### Data provided

PR #874, opened 2024-04-03
✨ Lazy storage based Fisher-Yates shuffle

Vectorized:
## Description

Continued from #871.

## Checklist

- [x] Ran `forge fmt`?
- [x] Ran `forge snapshot`?
- [x] Ran `forge test`?

### DIFF
--- a/src/utils/SSHUFFLE.sol
+++ b/src/utils/SSHUFFLE.sol
@@ -1,0 +1,143 @@
+// SPDX-License-Identifier: MIT
+pragma solidity ^0.8.0;
+
+import {LibPRNG} from "./LibPRNG.sol";
+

######

- **How to complete this task**
What lines of the listing contain the word "from"? Copy them all.

- **Exercise solution**
Continued from #871.
+import {LibPRNG} from "./LibPRNG.sol";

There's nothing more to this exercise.